WHAT TO DO = Return each line of the records below that contains the word "well".

START DATASET RECORDS

PR #130, opened 2018-09-13
Fix for bug 6378 - API Model- Learn from XML- Params Counter not been reset

yulev55:


yulev55:
Yes,
For JSON the issue doesn't occur

PR #143, opened 2018-09-21
fix for failing recover for find and replace

KashmiraDeshpande:


Ginger/Ginger/SolutionAutoSaveAndRecover/RecoverPage.xaml.cs
```diff
@@ -111,8 +111,9 @@ private void RecoverButton_Click(object sender, RoutedEventArgs e)
                         ri.Status =  eRecoveredItemStatus.RecoveredFailed;
                         return;
                     }
-
-                    File.Replace(ri.RecoveredItemObject.FileName, originalItem.FileName,originalItem.FilePath + ".bac");
+                    File.Delete(originalItem.FileName);
+                    File.Move(ri.RecoveredItemObject.FileName, originalItem.FileName);
+
```
JinendraGhodke: We are not sure if replace is doing the issue and may be it is because of file watcher. 
PauseFileWatcher for the Repository folder before replace and then resume it after replace. See the relevant code for pause and resume its already used in few places.

PR #156, opened 2018-09-27
JavaDriver: Adding support for select element bymultipleproperty

ravirk91:
Java driver: Adding support for select element ByMultipleProperties


Ginger/GingerCore/Drivers/JavaDriverLib/GingerJavaAgent/agent/com/amdocs/ginger/XPathHelper.java
```diff
@@ -374,6 +375,28 @@ private int GetNameComponentIndex(Component comp)
...
+
+	public Component GetComponentByMultipleProperties(Window currentWindow, String multipleProperties)
+	{
+		if(currentWindow == null)
+		{
+			GingerAgent.WriteLog("\n Error: Window is not set.");
+			return null;
+		}
+		Container container =currentWindow;
+		String [] pathNodes=multipleProperties.split("/");
```
JinendraGhodke: In case of Multi property locate value will have only one node. So no need to split. Also a loop is not needed. Please update this

PR #163, opened 2018-10-04
Adding support for response type application/pdf

ravirk91:
Bug-6351-need a solution which can support application/pdf MIME type


ravirk91:
closing this pull request, as open another pull request for same fixes

PR #171, opened 2018-10-09
6445_WindowExplorer_Exception when clicking on grid_Fix adding support for Java filtering

EliranBarDavid:


Ginger/Ginger/WindowExplorer/Common/WindowExplorerPage.xaml.cs
```diff
@@ -1147,6 +1147,10 @@ private void SetAutoMapElementTypes()
                     WebPlatform webPlatformInfo = new WebPlatform();
                     UIElementsTypeList = webPlatformInfo.GetPlatformUIElementsType();
                     break;
+                case ePlatformType.Java:
+                    JavaPlatform javaPlatformInfo = new JavaPlatform();
+                    UIElementsTypeList = javaPlatformInfo.GetPlatformUIElementsType();
+                    break;
             }
```
MeniKadosh1: let's talk on this change, only changes related to Web supposed to be done to window explorer because only it supports POM now, not sure why we needed to do changes also to Java to work, what about Windows/Power builder application? they will need change as well?

EliranBarDavid: I corrected the code to support Web and avoid exception from the other platforms,
please check,
Thanks,

Ginger/Ginger/WindowExplorer/Common/WindowExplorerPage.xaml.cs
```diff
@@ -1148,10 +1148,12 @@ private void SetAutoMapElementTypes()
                     UIElementsTypeList = webPlatformInfo.GetPlatformUIElementsType();
                     break;
             }
-
-            foreach (eElementType eET in UIElementsTypeList)
+            if (UIElementsTypeList != null)
             {
```
MeniKadosh1: do not show filter page if FilteringCreteriaList is empty

PR #175, opened 2018-10-09
added directory separator to fix format of solution folder path

sudarshan0212:


Ginger/Ginger/Solution.cs
```diff
@@ -55,7 +55,7 @@ public static Solution LoadSolution(string solutionFileName, bool startDirtyTrac
             txt = txt.Replace("Ginger.Environments.Solution", "Ginger.SolutionGeneral.Solution");//changed the namespace so need to handle old xml's
             Solution solution = (Solution)NewRepositorySerializer.DeserializeFromText(txt);
             solution.FilePath = solutionFileName;
-            solution.Folder = Path.GetDirectoryName(solutionFileName);
+            solution.Folder = Path.GetDirectoryName(solutionFileName) + Path.DirectorySeparatorChar;
             if (startDirtyTracking)
```
MeniKadosh1: please also look for all places in which we use this solution.Folder for building path and use "Path.Combin()" so all code places won't be sensitive to missing/extra "/" 

notice that in my branch of fixes i already added few Path.Combin to Soluton.Folder

PR #182, opened 2018-10-10
Bugfix/6462 window platform unable to spy

JaspreetGIT:


Ginger/Ginger/WindowExplorer/Common/ControlActionsPage.xaml.cs
```diff
@@ -157,6 +158,11 @@ private void InitActionsGrid()
 
         private void AddToPageList()
         {
+            if (App.PageList == null)
```
MeniKadosh1: but why now it comes as null compared to before?

Ginger/Ginger/AnalyzerLib/AnalyzerPage.xaml.cs
```diff
@@ -309,111 +309,129 @@ public void ReportUnusedVariables(object obj, List<string> usedVariables)
...
+                    if (var.Name.Equals(((AnalyzeSolution)sender).ItemName))
                     {
-                        if (var.Name.Equals(AA.ItemName))
-                        {
-                            BusinessFlow.SolutionVariables.Remove(var);
-                            AA.Status = eStatus.Fixed;                                                                                    
-                        }
+                        BusinessFlow.SolutionVariables.Remove(var);
+                        ((AnalyzeSolution)sender).Status = eStatus.Fixed;
+                        break;
```
MeniKadosh1: why we have all of this analyze code inside AnalyzerPage? the analyze need to be inside the items itself like ActivityAnalyzer/ BusinessFlowAnalyzer/... what i'm missing?

Ginger/Ginger/WindowExplorer/Common/ControlActionsPage.xaml.cs
JaspreetGIT: Because It was being intialized in MainWindow.xaml earlier where we were holding Other Pages LIke SolutionPage/RunSetPage in teh PageList

PR #1409, opened 2019-10-28
fix report with 2 actions issue

uzanh:


Ginger/GingerCoreNET/Run/RunListenerLib/TextFileRepository.cs
```diff
@@ -84,7 +84,7 @@ public override object SetReportAction(Act action, Context context, Amdocs.Ginge
                     try
                     {
                         screenShotCountPerAction++;
-                        if (executedFrom == Amdocs.Ginger.Common.eExecutedFrom.Automation)
+                        if (executedFrom == Amdocs.Ginger.Common.eExecutedFrom.Automation || Path.GetDirectoryName(action.ScreenShots[s]).EndsWith("LiteDBImages"))
```
MeniKadosh1: what is that? why we finding out if it is LiteDB via the path?

PR #1414, opened 2019-10-31
Feature/java pom implementation phase2

ravirk91:
Add Support for Update Elements
Move Switch Window action to   Legacy for All supported platforms and support conversion
Support Switch window in UI   element action
adding custom locator- Locator list is not filtered by Java locators


Ginger/GingerCore/Actions/ActSwitchWindow.cs
```diff
@@ -103,9 +103,19 @@ public Int32 WaitTime
             }
         }
 
+        private List<ePlatformType> obsoletePlatformList = new List<ePlatformType>()
```
JinendraGhodke: It is obsolete for all platforms for which it is supported. so why do we need to check?
We can return true no?

Ginger/GingerCore/Drivers/PBDriver/PBDriver.cs
```diff
@@ -96,7 +96,7 @@ public override void RunAction(Act act)
             mUIAutomationHelper.taskFinished = false;
             //TODO: avoid hard coded string... 
             actClass = actClass.Replace("GingerCore.Actions.", "");
-            if (actClass != "ActUIASwitchWindow" && actClass != "ActSwitchWindow")
+            if (actClass != "ActUIASwitchWindow" && actClass != "ActSwitchWindow" && (actClass == "Common.ActUIElement" && (((ActUIElement)act).ElementAction != ActUIElement.eElementAction.Switch)))
```
JinendraGhodke: use typeof instead of hardcoded class names which can easily break later

Ginger/GingerCore/Drivers/WindowsLib/WindowsDriver.cs
```diff
@@ -105,7 +105,16 @@ public override void RunAction(Act act)
 
             if (actClass != "ActSwitchWindow" || (actClass == "ActWindow" && ((ActWindow)act).WindowActionType != ActWindow.eWindowActionType.Switch))
             {
-                CheckRetrySwitchWindowIsNeeded();
+                var checkWindow = true;
+                if(actClass == "Common.ActUIElement" && (((ActUIElement)act).ElementAction != ActUIElement.eElementAction.Switch))
```
JinendraGhodke: use typof instead of name

Ginger/GingerCore/Drivers/WindowsLib/WindowsDriver.cs
```diff
@@ -105,7 +105,16 @@ public override void RunAction(Act act)
 
             if (actClass != "ActSwitchWindow" || (actClass == "ActWindow" && ((ActWindow)act).WindowActionType != ActWindow.eWindowActionType.Switch))
             {
-                CheckRetrySwitchWindowIsNeeded();
+                var checkWindow = true;
```
JinendraGhodke: why this flag? is it set to false for UI Element?

i think the retry is needed for a reason

PR #1428, opened 2019-11-06
renamed the parameter to function

shahanemahesh:


Ginger/GingerCore/Actions/Rest/ActREST.cs
```diff
@@ -836,9 +836,9 @@ private string SetDynamicValues(ActREST AR, string ReqBody)
             return NewReqBody;
         }
 
-        bool IObsoleteAction.IsObsoleteForPlatform(ePlatformType Platfrom)
+        bool IObsoleteAction.IsObsoleteForPlatform(ePlatformType platform)
```
MeniKadosh1: please explain this fix:
1- on Interface the platform is with capital "P" so why you made it lower and why it is lower on all actions?
2- how this fix the show of new converted Action as described in bug 8220?

shahanemahesh: for 
#1 i will modify the parameter name in interface also
#2 There is spelling mistake "Platform" this variable is from "Act" class and the parameter to function is "Platfrom", currently in "ActRest" for this function "IsObsoleteForPlatform(ePlatformType Platfrom)" the condition used is "if(Platform == ePlatformType.WebServices || Platfrom == ePlatformType.NA)", so if you check the first condition "Platform == ePlatformType.WebServices" this is the variable "Platform" from the "Act" class and not the parameter to function is "Platfrom", so when this function is called first time the variable from "Act" class is set to some other platform and so for first time the action is not recognizing as Obsolete and so it is not converted but when businessflow is switched then this variable from the "Act" class is set correctly and so in "ActRest" class it works properly after businessflow is switched.

PR #1446, opened 2019-11-19
Fixed the issue in "MultiSetValue" "ActUIElement"

shahanemahesh:


Ginger/GingerCore/Drivers/SeleniumDriver.cs
```diff
@@ -6556,7 +6556,7 @@ public void HandleActUIElement(ActUIElement act)
                         break;
 
                     case ActUIElement.eElementAction.MultiSetValue:
-                        List<IWebElement> textels = LocateElements(act.LocateBy, act.LocateValueCalculated);
+                        List<IWebElement> textels = LocateElements(act.ElementLocateBy, act.ElementLocateValue);
```
MeniKadosh1: if you will use "ElementLocateValue" and it will have VE inside (let's say variable) then here in driver you won't have the calculated value (Variable value).
you supposed to use "ElementLocateValueForDriver"- please change and test it with dynamic value.

MeniKadosh1:
Merged, please update ticket and user.

PR #1448, opened 2019-11-20
Updated the error message as per ticket

shahanemahesh:


Ginger/GingerCoreNET/ValueExpressionLib/ValueExpression.cs
```diff
@@ -560,7 +560,7 @@ public void ReplaceDataSource(string p)
                     }
                     if (dt.Rows.Count == 0)
                     {
-                        mValueCalculated = "No Row found with " + Query;
+                        mValueCalculated = "No row found with selected query";
```
MeniKadosh1: please explain what was the issue with showing the Query in the error message?

shahanemahesh: Query in error message doesnt look good so need to change the message as stated in bug

MeniKadosh1: i think we should keep the Query, only change error to "No row found with query: 'Select...'"

user should see the composed query so it will be easy for him to understand what is wrong in the query in case some parts of the query are dynamic

JinendraGhodke:
Please check if this PR is still relevant and update

PR #1463, opened 2019-11-27
Bug fix/8308 changes are not been saved when copying pasting tree items resources and b fs

vyasprateek:
Changes are lost for pasted/duplicated Tree Items on reloading solution : FIXED

The Dirty tracing for the recently added (pasted/duplicated) **tree item** doesn't gets initialized as we were updating their Dirty status to modified during the copy process.

Fix : setting dirty status to NoTrack in order to start their associated properties tracking and get the changes reflected once saved.


MeniKadosh1:
Merged, please update related ticket and user.

PR #1507, opened 2020-01-22
Fixed Bug 8379 Sending HTML Content using Free Text

arvindgh:
Removed IsBodyHTML = false for freeText to send html content through this


arvindgh:
> As discuss please test it for Send Free text action as well

Tested and Working as expected (as the flag  IsBodyHTML = true(default) send free email action is able to send plain text as well as html contents in the body, we are setting IsBodyHTML = false only for sms action).

PR #1508, opened 2020-01-22
Feature/java pom rocording support

ravirk91:


Ginger/GingerCore/Drivers/JavaDriverLib/JavaDriver.cs
```diff
@@ -2636,16 +2637,19 @@ public override void StartRecording()
...
         }
 
         void Amdocs.Ginger.Plugin.Core.IRecord.ResetRecordingEventHandler()
         {
             RecordingEvent = null;
         }
 
-        private void DoRecordings()
+        private bool isPOMRecording = false;
+        private void DoRecordings(bool learnAdditionalChanges = false)
```
JinendraGhodke, line 2649: why the flag name is learnAdditionalChanges? it should be isPOMRecording no ?

Ginger/GingerCore/Drivers/JavaDriverLib/JavaDriver.cs
```diff
@@ -2636,16 +2637,19 @@ public override void StartRecording()
...
         {
+            isPOMRecording = learnAdditionalChanges;
```
JinendraGhodke, line 2651: Need to set this flag to false in End Recording

PR #1512, opened 2020-01-28
Fix for UIElement IsVisible and IsEnabled function fix

aditijagtap:


Ginger/GingerCore/Drivers/SeleniumDriver.cs
```diff
@@ -6623,7 +6630,16 @@ public void HandleActUIElement(ActUIElement act)
                         MoveToElementActions(act);
                         break;
                     case ActUIElement.eElementAction.IsEnabled:
-                        act.AddOrUpdateReturnParamActual("Enabled", e.Enabled.ToString());
+                        if (e == null)
```
JinendraGhodke: Not required for isEnabled. E.g. if the element is not present then returning false is wrong

Ginger/GingerCore/Drivers/SeleniumDriver.cs
```diff
@@ -6342,10 +6342,17 @@ public void HandleActUIElement(ActUIElement act)
 
             if (act.ElementLocateBy != eLocateBy.NA && (!act.ElementType.Equals(eElementType.Window) && !act.ElementAction.Equals(ActUIElement.eElementAction.Switch)))
             {
-                e = LocateElement(act);
-                if (e == null && act.ElementAction != ActUIElement.eElementAction.IsVisible)
+                if (act.ElementAction.Equals(ActUIElement.eElementAction.IsVisible) || (act.ElementAction.Equals(ActUIElement.eElementAction.IsEnabled)))
```
JinendraGhodke: Remove is Enabled check from here

PR #1519, opened 2020-02-07
Fixed FailedToConnectAgent while recording

arvindgh:
Added validation to check driver is running


Ginger/GingerCore/Drivers/SeleniumDriver.cs
```diff
@@ -5108,8 +5108,8 @@ void AddJavaScriptToPage(string script)
                 var v = ((IJavaScriptExecutor)Driver).ExecuteScript(script3, null);
             }
             catch (OpenQA.Selenium.WebDriverException e)
-            {                
-                StopRecordingIfAgentClosed();
+            {
+                StopRecordingIfAgentClosed(e.ToString());
```
JinendraGhodke: change it to e.Message()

END DATASET RECORDS

ANSWER SECTION =
MeniKadosh1: let's talk on this change, only changes related to Web supposed to be done to window explorer because only it supports POM now, not sure why we needed to do changes also to Java to work, what about Windows/Power builder application? they will need change as well?
> As discuss please test it for Send Free text action as well
Tested and Working as expected (as the flag  IsBodyHTML = true(default) send free email action is able to send plain text as well as html contents in the body, we are setting IsBodyHTML = false only for sms action).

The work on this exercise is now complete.